June Rain
- Author: Jabbour Douaihy
- Language: Arabic
- Genre: Crime fiction
- Set in: Northern Lebanon
- Publisher: Dar Al-Saqi
- Publication date: 2006
- Publication place: Lebanon
- Pages: 352

= June Rain =

2006 novel by Jabbour Douaihy

June Rain (Arabic: مطر حزيران) is a 2006 novel written by Lebanese critic and writer Jabbour Douaihy. The novel was published in 2006 by Dar Al-Nahar for Publishing and Distribution by Dar Al-Saqi’s in London. It has been translated to French, Italian, German, and English. The book was also shortlisted for the 2008 International Prize for Arabic Fiction.

== Description ==
The story begins with a massacre at a funeral in the village of Burj al-Hawa. Twenty-four people are killed and many others are wounded. The story follows a Lebanese man who returns home after 43 years to investigate his father's death. The novel begins on the afternoon after the massacre when children returned to the village from school. The villagers knew of the massacre, but they did not tell the children.

The main character of the story is a man named Eliyya. His father was one of the people killed in the massacre at the church in his village, Burj Al-Hawa, Lebanon, on 16 June 1957. His mother wanted to protect him, so she took him to live with relatives in the United States while she continued living in Lebanon. In the United States Eliyya invented stories about his roots, but after 43 years away, he returned to Lebanon, where he searched for his identity. He tried to discover facts about the massacre and many people told him the facts from their own perspectives.

The novel has been translated into different languages including, French, Italian, German, and English, and it was shortlisted for the 2008 Booker International Prize for Arabic Fiction. Paula Haydar's English translation of the novel earned her a second place finish in the 2014 Saif Ghobash Banipal Prize. The Beirut Daily Star also recognized the Haydar translation in a year-end book review list of the six Top Middle East Novels of 2014 in translation.

==Reception==
Reviewing the book for Qantara.de, Marcia Lynx Qualey wrote that June Rain was "both an important and a delightful book", but identified its flaw as being "a 'whodunit' without a 'who, preventing a satisfying conclusion.
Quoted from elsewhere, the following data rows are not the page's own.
PR #3894, opened 2023-10-31
FIX - Keycloak server execution failing at startup

Agnul97:
The startup of the keycloak server inside the kapua/kapua-keycloak image was failing due to missing of some parameters in the startup script. Basically, the server was started in production mode but this mode requires additional configurations of some aspects, as stated here https://www.keycloak.org/server/configuration-production, that was missing.

With this PR, I inserted the missing configuration parameters. In this way, with the kapua/kapua-keycloak image (so, with the --sso option on the deploy) we propose a demo image to test the sso feature. Finally, I updated the documentation, particularly in the part were it is explained how to run a stand-alone keycloak image for the case of a (real) production mode deployment.

Specifically, I worked on these aspects

1. Inserted missing cli parameters to fix the server startup issue and provide an HTTP deployment
2. Fixed the way SSL certificates were imported with the _volumes_ setting in the compose files: this was bugged for a typo in the path and certs were not imported at all
3. Used certs at point 1. to provide the capability of an HTTP + SSL deployment, with a dedicated env. variable to enable/disable SSL if needed (KEYCLOAK_SSL_ENABLE, like done in the console with KAPUA_SSL_ENABLE) and automatically set via the --ssl option with the deployment script
4. Updated the developer guide in the SSO section: this was not updated after the bump to the image version 21.1 (from the jboss 7 version) and I've fixed the gap, also I touched other aspects that were wrong
5. Updated the README.md file inside the assembly folder: I noticed that there was a lot of redundant content with respect to the developer guide, so I inserted some references to that guide in order to solve the redundancy


dseurotech (approved):

deployment/commons/sso/keycloak/entrypoint/run-keycloak
```diff
@@ -15,22 +15,25 @@
...
-  KC_PORT="9090"
-  KC_URL="http://localhost:$KC_PORT"
+  KC_URL="http://localhost:$KEYCLOAK_PORT_HTTP"
   KC=/opt/keycloak/bin/kcadm.sh
 
   echo "Kapua Keycloak Configuration:"
   echo "    Kapua Console URL: $KAPUA_CONSOLE_URL"
   echo "    Keycloak Realm: $REALM_NAME"
   echo "    Keycloak Admin User: $KEYCLOAK_USER"
+  echo "    Keycloak TLS disabled:  $KEYCLOAK_DISABLE_SSL"
```
Coduz: Please don't use this reverse logic ENV to enable component. 

It is far easier to understand `KEYCLOAK_SSL_ENABLE` when is defined and used. 
The default can be `false` to indicate that a feature is disabled by default.

Coduz (changes requested):
First, I want to suggest to switch to `KEYCLOAK_SSL_ENABLE` instead of `KEYCLOAK_DISABLE_SSL` which enables SSL when is `false` and disable SSL `true`. We can talk about this, if there is any doubt on this point

Second, it would be possible to have the Keycloak SSL enabled based on the `--ssl` option available in the Docker Compose deployment? "One SSL option to rule them all" it is easier to use.

Please also remove `KEYCLOAK_*` env defined in `deployment/docker/compose/docker-compose.yml` for the `kapua-console` component.

Agnul97:
> First, I want to suggest to switch to `KEYCLOAK_SSL_ENABLE` instead of `KEYCLOAK_DISABLE_SSL` which enables SSL when is `false` and disable SSL `true`. We can talk about this, if there is any doubt on this point
> 
> Second, it would be possible to have the Keycloak SSL enabled based on the `--ssl` option available in the Docker Compose deployment? "One SSL option to rule them all" it is easier to use.
> 
> Please also remove `KEYCLOAK_*` env defined in `deployment/docker/compose/docker-compose.yml` for the `kapua-console` component.

Coduz (approved):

Ramona Wadi of The New Arab stated that the novel follows several futile trajectories of memory to no resolution, and lamented the use of an "unreliable narrator that seeks to withhold information as he pleases". Manal Shakir, writing for Arab News said: "There is a humorous undertone to the characters, although the tragedy at the heart of the story lives on in them." Mona Zaki of Banipal called it rich, complex, beautifully written and "one of the most profound depictions of grief ... one of the most powerful novels on Lebanon."